Nonprofits must have a well-articulated carefully planned strategy for capital, operating and future funding or they will not receive ANY funding in the first place – not from friends, government, dispassionate individuals nor foundations! Nonprofits are businesses, just like any other. And the last thing you want as a developer is to have a failing tenant in your center.
So here are 10 steps to look for when evaluating a proposal from a nonprofit. Also, for nonprofits, these are the steps you should take before presenting to a developer or planning an expansion or new facility:
- Have a realistic and defensible business plan.
- Determine the annual operating deficit.
- Project attendance and per capita revenue/expense within normal ranges.

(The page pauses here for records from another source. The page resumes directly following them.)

PR #110, opened 2019-04-01
Add support for mounting rdma resources

Mmduh-483:
If isRdma flag is true and the device is supporting the rdma then
the rdma dir '/dev/infiniband' will be mounted to the container


README.md
```diff
@@ -153,6 +154,7 @@ This plugin creates device plugin endpoints based on the configurations given in
         },
         {
             "resourceName": "intel_sriov_dpdk",
+            "isRdma": true,
```
zshi-redhat: Shall we have a separate resourceName example here for Mellanox rdma devices?
The current one seems confusing as Intel NIC doesn't support rdma, right?

moshe010: absolutely this example is misleading we should have on for intel and one for mellanox

ahalim-intel:
@Mmduh-483 
Same comment as in #111

Mmduh-483:
> What will happen if additional operations are required other than mounts ?
> 
> Should we have in addition, something like : PrepareRdma(PciDevice) in RdmaSpec or in RdmaManager ?

PrepareRdma it seems like you want to write configuration but the device plugin is responsible to discover not the configure new things, and AFAIK there is no case mellanox cards to prepare rdma.
@ahalim-intel @zshi-redhat what do you think guys?

Mmduh-483:
> also i think we need a unit test for the RDMA spec infra and this module

I will add that after it is ok for the approach of rdmaManager

Mmduh-483:
> if the only role of rdmaManager is to return an RdmaSpec object
> this can be simply: func RdmaSpecFactory(vendor, pciAddrs string) types.RdmaSpec
> 
> i feel this is over-abstracting abit, unless there is a valid use-case.

it is the same as the factory Interface

Mmduh-483:
@zshi-redhat @ahalim-intel I refactored the code, please review it, I will add the unit tests later

pkg/resources/factory.go
```diff
@@ -119,3 +120,14 @@ func (rf *resourceFactory) GetResourcePool(rc *types.ResourceConfig, deviceList
 	rPool := newResourcePool(rc, apiDevices, devicePool)
 	return rPool, nil
 }
+
+// GetRdmaSpec returns the vendors rdma specs
+func (rf *resourceFactory) GetRdmaSpec(vendor, pciAddrs string) types.RdmaSpec {
+	switch vendor {
+	// Mellanox device
+	case "15b3":
```
zshi-redhat: Does this have to be vendor specific creation or there can be a general way to discovering rdma capability of a network pci device as a kernel device?

pkg/resources/rdma/genericRdma.go
```diff
@@ -0,0 +1,26 @@
+package rdma
+
+import (
+	pluginapi "k8s.io/kubernetes/pkg/kubelet/apis/deviceplugin/v1beta1"
+
+	"github.com/intel/sriov-network-device-plugin/pkg/types"
+)
+
+type genericRdmaSpec struct {
```
zshi-redhat: Is it possible to detect the rdma mode for a particular device and add a field in this RdmaSpec? for example, whether it's in RoCE, IB or iWARP mode.

zshi-redhat:
I still can see the rebase conflict notification with current handle zshi-redhat.. if I switch to another account, then it shows no conflict.

zshi-redhat:
I see there are 7 commits included in this PR where two of them are for the rdma feature.
would you please do a rebase locally with current head of feature/device_selectors and only apply the 2 rdma related commits above, then force push it again? if this still doesn't work, perhaps we need to create another PR for it.

pkg/resources/rdma/mlnxRdma.go
```diff
@@ -0,0 +1,36 @@
...
+type mlnxRdmaSpec struct {
+	isRdma bool
+	mounts []*pluginapi.Mount
+}
+
+// NewMlnxRdmaSpec returns rdmaSpec for Mellanox NetDev
+func NewMlnxRdmaSpec(pciAddrs string) types.RdmaSpec {
+	isRdma := len(rdmamap.GetRdmaDevicesForPcidev(pciAddrs)) > 0
+	mounts := make([]*pluginapi.Mount, 0)
+	mounts = append(mounts, &pluginapi.Mount{
```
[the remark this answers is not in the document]
Mmduh-483: There is no specific case, is there any advantages of using DeviceSpec?

pkg/resources/factory.go
Mmduh-483: Vendors will mostly have only one approach to support rdma and have there own resources paths to mount

pkg/resources/pool_stub.go
```diff
@@ -102,6 +102,10 @@ func (rp *resourcePool) GetMounts(deviceIDs []string) []*pluginapi.Mount {
 	for _, id := range deviceIDs {
 		if dev, ok := rp.devicePool[id]; ok {
 			mnt := dev.GetMounts()
+			if rp.config.IsRdma && dev.IsRdma() {
```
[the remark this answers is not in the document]
Mmduh-483: I see in `netDevicePool` that there are no mounts being returned, is there a reason for that?

Mmduh-483:
> I see there are 7 commits included in this PR where two of them are for the rdma feature.
> would you please do a rebase locally with current head of feature/device_selectors and only apply the 2 rdma related commits above, then force push it again? if this still doesn't work, perhaps we need to create another PR for it.
> btw, there are two rebases (two PRs are rebased and added) in feature/device_selectors branch after this PR was created, but they don't appear in the commits of this PR.

I rebased the code, can you please recheck?

pkg/resources/pool_stub.go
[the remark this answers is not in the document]
zshi-redhat: There is currently no need to mount a certain filesystem path for network device in order for it to work; rdma is the first case that we need to mount for a network device.

pkg/resources/rdma/mlnxRdma.go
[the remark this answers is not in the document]
zshi-redhat: ``pluginapi.[DeviceSpec](https://github.com/kubernetes/kubernetes/blob/master/pkg/kubelet/apis/deviceplugin/v1beta1/api.proto#L150)`` is for mounting device to container, it has different permission settings than ``pluginapi.[Mount](https://github.com/kubernetes/kubernetes/blob/master/pkg/kubelet/apis/deviceplugin/v1beta1/api.proto#L139)`` which is for mounting host volume to container.

pkg/resources/factory.go
zshi-redhat: I was thinking if we can use a generic filesystem path to discover whether a kernel device is capable of doing rdma, for example, read a certain path under ``/sys/bus/pci/<id>`` to determine if that pci device supports rdma. Is this part vendor specific?

zshi-redhat:
> > I see there are 7 commits included in this PR where two of them are for the rdma feature.
> > would you please do a rebase locally with current head of feature/device_selectors and only apply the 2 rdma related commits above, then force push it again? if this still doesn't work, perhaps we need to create another PR for it.
> > btw, there are two rebases (two PRs are rebased and added) in feature/device_selectors branch after this PR was created, but they don't appear in the commits of this PR.
> 
> I rebased the code, can you please recheck?

This still has conflict, I can see the conflict when running the following instructions:
```
git clone https://github.com/Mmduh-483/sriov-network-device-plugin.git 
cd sriov-network-device-plugin/ 
git checkout device_selector/rdma-support 
git remote add upstream https://github.com/intel/sriov-network-device-plugin.git 
git fetch upstream 
git pull --rebase upstream feature/device_selectors 
#here, you can see the conflicts....
```

Mmduh-483:
move to https://github.com/intel/sriov-network-device-plugin/pull/120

- Study national comparable museums, including your favorite models. Know attendance, operating budget, per capitas, other important metrics.
- Know your market, including the all-important market area demographics and psychographics. There are now reputable services that provide these trade area metrics for very little money.
- Study 990s. These are your best friends. They are the income tax returns that nonprofits must file and they provide you with all financial information for your competitors and comparables. They are public record!
- Take time to study comparables in the local market. Most important for these comparable studies are annual attendance, budget, and resident trade areas.
- Make sure to include changing gallery space in your design. Return visitation is key to your nonprofit and residents will comprise the majority of your attendance.
- Interview executives at the models you envy. They normally will assist if you are outside their market and they can be a wealth of knowledge.
- Finally, get professional help because you are not objective! A good consultant can save you thousands in mistakes!